**What is needed**
Copy out every line from the records that includes "keeping".

[Records from a data source]
════

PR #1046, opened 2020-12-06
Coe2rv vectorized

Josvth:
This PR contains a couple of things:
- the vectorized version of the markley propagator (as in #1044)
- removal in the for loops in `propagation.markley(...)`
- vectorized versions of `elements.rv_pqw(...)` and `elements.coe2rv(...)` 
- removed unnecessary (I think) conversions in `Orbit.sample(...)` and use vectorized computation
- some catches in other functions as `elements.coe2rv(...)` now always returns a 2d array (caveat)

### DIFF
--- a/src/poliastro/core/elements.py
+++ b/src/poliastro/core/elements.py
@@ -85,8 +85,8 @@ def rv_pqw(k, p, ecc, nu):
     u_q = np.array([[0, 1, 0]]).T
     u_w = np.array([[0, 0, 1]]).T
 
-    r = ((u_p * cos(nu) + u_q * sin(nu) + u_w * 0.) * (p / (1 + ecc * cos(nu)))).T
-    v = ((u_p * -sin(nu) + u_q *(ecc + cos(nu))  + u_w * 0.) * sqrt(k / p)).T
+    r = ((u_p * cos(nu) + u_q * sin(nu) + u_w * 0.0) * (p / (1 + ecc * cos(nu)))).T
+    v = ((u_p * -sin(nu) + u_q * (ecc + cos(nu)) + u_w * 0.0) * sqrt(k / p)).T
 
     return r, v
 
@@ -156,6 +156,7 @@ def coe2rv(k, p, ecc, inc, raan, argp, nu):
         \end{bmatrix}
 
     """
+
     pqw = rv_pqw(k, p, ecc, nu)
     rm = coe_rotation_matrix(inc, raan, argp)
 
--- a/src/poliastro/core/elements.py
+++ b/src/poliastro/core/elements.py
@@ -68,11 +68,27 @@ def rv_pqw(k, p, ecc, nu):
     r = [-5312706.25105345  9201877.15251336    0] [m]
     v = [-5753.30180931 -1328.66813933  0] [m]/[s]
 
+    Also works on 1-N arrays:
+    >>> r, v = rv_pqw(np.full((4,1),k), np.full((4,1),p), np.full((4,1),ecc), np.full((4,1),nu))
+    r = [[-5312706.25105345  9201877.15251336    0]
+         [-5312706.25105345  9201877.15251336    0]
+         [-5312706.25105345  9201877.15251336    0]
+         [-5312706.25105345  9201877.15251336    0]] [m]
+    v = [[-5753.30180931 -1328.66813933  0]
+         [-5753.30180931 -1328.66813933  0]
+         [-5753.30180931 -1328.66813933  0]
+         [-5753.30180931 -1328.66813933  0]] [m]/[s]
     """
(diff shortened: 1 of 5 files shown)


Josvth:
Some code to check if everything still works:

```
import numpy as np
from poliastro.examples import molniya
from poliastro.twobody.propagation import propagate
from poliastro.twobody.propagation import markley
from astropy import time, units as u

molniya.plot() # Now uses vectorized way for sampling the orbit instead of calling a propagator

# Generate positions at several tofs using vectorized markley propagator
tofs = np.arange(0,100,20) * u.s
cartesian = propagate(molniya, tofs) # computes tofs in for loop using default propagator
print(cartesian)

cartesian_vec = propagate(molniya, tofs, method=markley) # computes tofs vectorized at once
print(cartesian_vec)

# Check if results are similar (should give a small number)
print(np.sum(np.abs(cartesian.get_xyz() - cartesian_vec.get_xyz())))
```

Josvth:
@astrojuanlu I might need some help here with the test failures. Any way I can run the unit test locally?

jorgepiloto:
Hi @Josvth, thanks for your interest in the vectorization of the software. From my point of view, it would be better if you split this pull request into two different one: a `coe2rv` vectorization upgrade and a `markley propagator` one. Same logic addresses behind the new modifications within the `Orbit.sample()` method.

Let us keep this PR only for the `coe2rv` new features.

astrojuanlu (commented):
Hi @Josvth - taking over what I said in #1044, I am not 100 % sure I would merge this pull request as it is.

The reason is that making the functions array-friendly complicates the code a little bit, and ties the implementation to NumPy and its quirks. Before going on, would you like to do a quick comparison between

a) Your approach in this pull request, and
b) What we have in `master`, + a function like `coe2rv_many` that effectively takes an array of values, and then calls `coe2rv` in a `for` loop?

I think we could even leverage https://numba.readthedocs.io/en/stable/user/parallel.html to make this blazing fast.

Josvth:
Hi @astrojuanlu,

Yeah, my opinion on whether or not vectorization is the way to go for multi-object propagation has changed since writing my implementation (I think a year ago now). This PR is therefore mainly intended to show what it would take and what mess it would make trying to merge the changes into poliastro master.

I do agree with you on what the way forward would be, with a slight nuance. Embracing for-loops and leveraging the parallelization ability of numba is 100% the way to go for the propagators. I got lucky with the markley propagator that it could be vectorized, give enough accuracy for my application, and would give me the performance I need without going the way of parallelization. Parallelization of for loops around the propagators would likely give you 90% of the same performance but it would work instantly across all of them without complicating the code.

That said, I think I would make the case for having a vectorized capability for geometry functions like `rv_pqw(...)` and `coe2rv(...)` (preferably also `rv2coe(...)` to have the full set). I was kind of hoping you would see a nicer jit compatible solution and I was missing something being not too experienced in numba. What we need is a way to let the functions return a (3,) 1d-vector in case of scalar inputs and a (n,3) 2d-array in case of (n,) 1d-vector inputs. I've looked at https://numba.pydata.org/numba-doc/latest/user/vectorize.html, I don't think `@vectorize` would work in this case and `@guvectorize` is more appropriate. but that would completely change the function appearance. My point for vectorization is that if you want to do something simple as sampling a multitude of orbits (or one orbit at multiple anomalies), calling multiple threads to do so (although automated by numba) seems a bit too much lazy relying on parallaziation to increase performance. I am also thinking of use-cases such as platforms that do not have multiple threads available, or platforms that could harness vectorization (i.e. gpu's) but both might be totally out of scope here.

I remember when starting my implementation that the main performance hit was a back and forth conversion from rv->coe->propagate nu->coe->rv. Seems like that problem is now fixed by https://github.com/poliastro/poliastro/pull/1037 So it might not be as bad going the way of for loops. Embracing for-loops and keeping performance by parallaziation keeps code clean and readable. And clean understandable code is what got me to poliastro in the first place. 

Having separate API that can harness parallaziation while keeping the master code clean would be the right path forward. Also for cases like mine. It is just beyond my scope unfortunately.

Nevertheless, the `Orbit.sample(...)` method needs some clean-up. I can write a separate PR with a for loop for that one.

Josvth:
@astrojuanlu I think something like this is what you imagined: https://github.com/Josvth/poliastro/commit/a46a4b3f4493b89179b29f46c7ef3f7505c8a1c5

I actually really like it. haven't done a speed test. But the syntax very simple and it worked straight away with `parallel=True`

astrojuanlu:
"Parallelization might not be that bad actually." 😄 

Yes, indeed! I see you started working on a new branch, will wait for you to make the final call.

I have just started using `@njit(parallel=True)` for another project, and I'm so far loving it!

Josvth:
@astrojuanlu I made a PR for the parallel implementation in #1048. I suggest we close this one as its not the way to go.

════

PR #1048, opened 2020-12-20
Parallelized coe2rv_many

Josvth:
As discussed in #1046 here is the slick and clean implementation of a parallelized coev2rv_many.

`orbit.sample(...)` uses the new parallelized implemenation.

════

**Exercise solution**
I remember when starting my implementation that the main performance hit was a back and forth conversion from rv->coe->propagate nu->coe->rv. Seems like that problem is now fixed by https://github.com/poliastro/poliastro/pull/1037 So it might not be as bad going the way of for loops. Embracing for-loops and keeping performance by parallaziation keeps code clean and readable. And clean understandable code is what got me to poliastro in the first place. 
Having separate API that can harness parallaziation while keeping the master code clean would be the right path forward. Also for cases like mine. It is just beyond my scope unfortunately.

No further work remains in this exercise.